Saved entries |
= Beginning of Section =
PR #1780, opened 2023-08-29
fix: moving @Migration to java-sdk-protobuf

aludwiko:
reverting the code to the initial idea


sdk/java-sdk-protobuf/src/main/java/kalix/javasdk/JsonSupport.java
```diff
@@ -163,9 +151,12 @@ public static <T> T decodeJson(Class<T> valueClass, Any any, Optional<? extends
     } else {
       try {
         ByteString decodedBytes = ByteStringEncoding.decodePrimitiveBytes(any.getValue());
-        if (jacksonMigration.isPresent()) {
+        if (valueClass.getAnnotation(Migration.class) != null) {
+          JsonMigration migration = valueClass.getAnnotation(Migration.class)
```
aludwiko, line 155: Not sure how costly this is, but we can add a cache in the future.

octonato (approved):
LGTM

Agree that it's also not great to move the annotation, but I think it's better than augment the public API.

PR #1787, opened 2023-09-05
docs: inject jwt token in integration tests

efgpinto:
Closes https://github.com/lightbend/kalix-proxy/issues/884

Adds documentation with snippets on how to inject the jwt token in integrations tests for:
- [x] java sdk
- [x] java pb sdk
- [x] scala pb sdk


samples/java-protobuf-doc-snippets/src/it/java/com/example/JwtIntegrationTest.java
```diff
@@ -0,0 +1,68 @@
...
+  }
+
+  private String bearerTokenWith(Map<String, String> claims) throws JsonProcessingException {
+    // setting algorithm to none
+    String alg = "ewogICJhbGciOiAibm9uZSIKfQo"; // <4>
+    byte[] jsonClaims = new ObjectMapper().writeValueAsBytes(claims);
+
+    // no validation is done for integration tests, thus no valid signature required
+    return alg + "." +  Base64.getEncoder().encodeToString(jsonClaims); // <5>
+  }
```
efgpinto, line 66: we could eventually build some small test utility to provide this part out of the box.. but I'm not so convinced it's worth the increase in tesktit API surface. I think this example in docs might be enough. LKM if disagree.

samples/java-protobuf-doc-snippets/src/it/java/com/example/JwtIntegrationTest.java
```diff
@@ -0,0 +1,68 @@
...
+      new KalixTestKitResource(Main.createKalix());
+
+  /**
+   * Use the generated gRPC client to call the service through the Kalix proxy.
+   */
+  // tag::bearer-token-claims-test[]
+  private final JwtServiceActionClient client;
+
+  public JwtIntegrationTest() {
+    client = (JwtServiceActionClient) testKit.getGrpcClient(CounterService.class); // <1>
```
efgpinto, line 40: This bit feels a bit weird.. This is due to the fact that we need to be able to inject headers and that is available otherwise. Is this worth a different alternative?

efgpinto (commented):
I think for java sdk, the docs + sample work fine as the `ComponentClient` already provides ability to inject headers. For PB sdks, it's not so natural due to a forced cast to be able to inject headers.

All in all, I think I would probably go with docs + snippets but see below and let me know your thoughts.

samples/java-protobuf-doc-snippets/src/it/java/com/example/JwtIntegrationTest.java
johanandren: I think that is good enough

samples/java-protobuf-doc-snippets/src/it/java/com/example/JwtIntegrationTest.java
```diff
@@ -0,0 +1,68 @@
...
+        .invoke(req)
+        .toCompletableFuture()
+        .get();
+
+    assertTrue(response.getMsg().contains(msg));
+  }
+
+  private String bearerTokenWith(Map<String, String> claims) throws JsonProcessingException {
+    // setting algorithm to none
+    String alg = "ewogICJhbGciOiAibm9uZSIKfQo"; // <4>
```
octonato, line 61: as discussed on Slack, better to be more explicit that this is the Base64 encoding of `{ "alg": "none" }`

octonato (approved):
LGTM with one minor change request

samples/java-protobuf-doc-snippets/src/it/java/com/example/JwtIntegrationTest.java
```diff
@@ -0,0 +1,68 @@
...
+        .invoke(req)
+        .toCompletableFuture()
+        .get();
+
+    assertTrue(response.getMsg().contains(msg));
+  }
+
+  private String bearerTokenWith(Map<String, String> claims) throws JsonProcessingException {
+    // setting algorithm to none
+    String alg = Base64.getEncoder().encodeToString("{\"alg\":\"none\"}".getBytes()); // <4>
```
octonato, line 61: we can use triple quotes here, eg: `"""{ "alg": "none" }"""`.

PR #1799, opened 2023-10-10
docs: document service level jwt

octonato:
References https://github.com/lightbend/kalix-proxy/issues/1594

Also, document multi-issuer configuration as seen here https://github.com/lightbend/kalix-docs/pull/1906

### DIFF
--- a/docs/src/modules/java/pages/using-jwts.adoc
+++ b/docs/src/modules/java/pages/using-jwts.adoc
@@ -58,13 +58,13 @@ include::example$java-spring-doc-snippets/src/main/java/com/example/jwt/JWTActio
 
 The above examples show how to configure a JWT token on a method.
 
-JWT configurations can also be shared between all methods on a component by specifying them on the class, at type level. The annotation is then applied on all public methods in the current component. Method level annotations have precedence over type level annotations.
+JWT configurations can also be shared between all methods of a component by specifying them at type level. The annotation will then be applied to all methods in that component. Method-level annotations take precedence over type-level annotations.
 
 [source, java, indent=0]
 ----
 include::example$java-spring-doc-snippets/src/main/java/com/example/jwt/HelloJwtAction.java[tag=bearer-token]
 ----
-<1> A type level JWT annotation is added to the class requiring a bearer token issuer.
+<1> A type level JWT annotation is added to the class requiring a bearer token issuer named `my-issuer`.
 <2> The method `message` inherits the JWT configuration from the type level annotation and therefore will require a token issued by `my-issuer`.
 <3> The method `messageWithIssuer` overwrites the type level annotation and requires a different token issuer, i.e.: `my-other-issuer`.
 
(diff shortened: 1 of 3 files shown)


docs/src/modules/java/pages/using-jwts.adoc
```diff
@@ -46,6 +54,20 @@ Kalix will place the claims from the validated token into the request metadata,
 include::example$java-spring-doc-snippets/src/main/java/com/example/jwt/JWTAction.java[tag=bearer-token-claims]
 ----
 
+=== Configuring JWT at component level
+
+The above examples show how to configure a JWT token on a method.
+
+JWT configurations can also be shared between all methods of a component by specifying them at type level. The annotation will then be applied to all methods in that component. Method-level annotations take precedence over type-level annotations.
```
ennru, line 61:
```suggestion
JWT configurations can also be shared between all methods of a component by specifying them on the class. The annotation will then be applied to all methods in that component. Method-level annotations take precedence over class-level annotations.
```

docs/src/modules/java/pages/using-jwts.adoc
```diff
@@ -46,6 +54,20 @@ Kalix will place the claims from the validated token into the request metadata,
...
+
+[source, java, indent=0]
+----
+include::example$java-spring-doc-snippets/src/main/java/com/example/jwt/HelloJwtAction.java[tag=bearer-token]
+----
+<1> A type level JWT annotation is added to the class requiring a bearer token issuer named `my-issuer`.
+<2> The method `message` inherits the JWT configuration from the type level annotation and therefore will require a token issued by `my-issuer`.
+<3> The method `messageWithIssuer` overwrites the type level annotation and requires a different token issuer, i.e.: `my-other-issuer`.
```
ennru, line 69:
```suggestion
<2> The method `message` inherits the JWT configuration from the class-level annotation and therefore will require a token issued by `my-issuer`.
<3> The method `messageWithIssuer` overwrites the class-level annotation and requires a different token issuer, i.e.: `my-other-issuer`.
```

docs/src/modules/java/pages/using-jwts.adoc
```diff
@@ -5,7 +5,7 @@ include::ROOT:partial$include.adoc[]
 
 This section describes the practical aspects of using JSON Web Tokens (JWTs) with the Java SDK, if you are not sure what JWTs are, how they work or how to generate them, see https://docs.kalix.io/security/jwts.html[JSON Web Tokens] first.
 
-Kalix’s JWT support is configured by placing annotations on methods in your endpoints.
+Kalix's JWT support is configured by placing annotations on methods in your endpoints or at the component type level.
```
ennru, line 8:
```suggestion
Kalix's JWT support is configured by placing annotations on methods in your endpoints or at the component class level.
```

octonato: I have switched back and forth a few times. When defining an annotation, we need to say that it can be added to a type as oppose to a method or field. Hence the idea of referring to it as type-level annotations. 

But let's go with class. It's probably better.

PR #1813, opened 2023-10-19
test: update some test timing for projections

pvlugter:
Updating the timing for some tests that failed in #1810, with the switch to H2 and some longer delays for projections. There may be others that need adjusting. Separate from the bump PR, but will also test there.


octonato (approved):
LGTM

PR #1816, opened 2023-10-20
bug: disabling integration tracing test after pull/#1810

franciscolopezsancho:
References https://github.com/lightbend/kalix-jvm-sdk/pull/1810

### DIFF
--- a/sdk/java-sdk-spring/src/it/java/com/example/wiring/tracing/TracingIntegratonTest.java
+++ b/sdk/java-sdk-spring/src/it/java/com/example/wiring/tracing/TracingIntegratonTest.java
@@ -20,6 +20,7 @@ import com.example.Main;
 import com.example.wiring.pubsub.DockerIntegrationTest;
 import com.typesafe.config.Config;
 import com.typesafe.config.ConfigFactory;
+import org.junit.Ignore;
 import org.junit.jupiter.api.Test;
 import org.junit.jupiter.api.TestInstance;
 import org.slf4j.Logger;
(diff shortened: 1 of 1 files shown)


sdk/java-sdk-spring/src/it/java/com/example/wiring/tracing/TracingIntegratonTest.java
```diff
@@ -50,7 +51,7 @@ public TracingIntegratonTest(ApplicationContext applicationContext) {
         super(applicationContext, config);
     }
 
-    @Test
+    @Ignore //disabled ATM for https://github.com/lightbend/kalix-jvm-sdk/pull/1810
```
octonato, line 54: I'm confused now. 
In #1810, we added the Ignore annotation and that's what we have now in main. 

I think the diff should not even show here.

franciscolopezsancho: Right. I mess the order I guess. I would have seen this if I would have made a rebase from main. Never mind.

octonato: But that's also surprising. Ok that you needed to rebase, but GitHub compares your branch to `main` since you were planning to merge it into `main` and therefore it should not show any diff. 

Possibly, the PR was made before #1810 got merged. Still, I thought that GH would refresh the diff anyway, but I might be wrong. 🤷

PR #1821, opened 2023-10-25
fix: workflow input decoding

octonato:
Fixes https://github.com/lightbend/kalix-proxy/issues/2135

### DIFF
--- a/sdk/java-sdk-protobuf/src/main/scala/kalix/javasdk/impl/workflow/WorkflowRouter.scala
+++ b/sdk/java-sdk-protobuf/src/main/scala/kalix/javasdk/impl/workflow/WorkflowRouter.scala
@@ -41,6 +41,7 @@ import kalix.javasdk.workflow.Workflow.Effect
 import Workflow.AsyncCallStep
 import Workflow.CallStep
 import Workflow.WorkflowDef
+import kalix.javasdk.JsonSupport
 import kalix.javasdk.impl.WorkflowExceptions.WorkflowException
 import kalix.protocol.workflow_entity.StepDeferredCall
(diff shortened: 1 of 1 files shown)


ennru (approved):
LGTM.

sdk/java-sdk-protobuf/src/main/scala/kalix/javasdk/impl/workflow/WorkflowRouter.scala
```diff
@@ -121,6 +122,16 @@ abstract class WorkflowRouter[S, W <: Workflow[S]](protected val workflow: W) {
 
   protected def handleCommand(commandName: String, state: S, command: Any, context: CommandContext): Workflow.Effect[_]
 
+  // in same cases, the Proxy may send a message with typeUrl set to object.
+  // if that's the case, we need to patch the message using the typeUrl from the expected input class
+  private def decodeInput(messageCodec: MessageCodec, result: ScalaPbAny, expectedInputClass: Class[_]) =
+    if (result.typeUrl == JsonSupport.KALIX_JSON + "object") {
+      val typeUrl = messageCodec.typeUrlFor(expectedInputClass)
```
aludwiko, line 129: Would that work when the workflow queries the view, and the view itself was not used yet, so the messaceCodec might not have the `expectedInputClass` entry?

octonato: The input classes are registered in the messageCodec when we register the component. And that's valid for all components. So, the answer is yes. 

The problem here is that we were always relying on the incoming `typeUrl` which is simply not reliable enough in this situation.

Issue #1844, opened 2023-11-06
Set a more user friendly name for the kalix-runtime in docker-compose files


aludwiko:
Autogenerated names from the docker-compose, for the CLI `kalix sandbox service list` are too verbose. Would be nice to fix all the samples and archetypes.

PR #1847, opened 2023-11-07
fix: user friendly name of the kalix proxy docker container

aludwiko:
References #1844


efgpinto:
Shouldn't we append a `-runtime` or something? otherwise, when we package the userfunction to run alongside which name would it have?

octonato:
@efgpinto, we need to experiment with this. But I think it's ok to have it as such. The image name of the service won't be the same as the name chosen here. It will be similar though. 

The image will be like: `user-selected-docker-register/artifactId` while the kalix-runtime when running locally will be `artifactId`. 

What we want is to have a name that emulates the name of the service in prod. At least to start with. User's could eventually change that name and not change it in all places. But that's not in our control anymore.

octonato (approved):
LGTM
= End of Section =
Task objective | Print the records above verbatim from their first line to the line containing "aludwiko, line 155: Not", both included, and stop there.

Response area |
PR #1780, opened 2023-08-29
fix: moving @Migration to java-sdk-protobuf

aludwiko:
reverting the code to the initial idea


sdk/java-sdk-protobuf/src/main/java/kalix/javasdk/JsonSupport.java
```diff
@@ -163,9 +151,12 @@ public static <T> T decodeJson(Class<T> valueClass, Any any, Optional<? extends
     } else {
       try {
         ByteString decodedBytes = ByteStringEncoding.decodePrimitiveBytes(any.getValue());
-        if (jacksonMigration.isPresent()) {
+        if (valueClass.getAnnotation(Migration.class) != null) {
+          JsonMigration migration = valueClass.getAnnotation(Migration.class)
```
aludwiko, line 155: Not sure how costly this is, but we can add a cache in the future.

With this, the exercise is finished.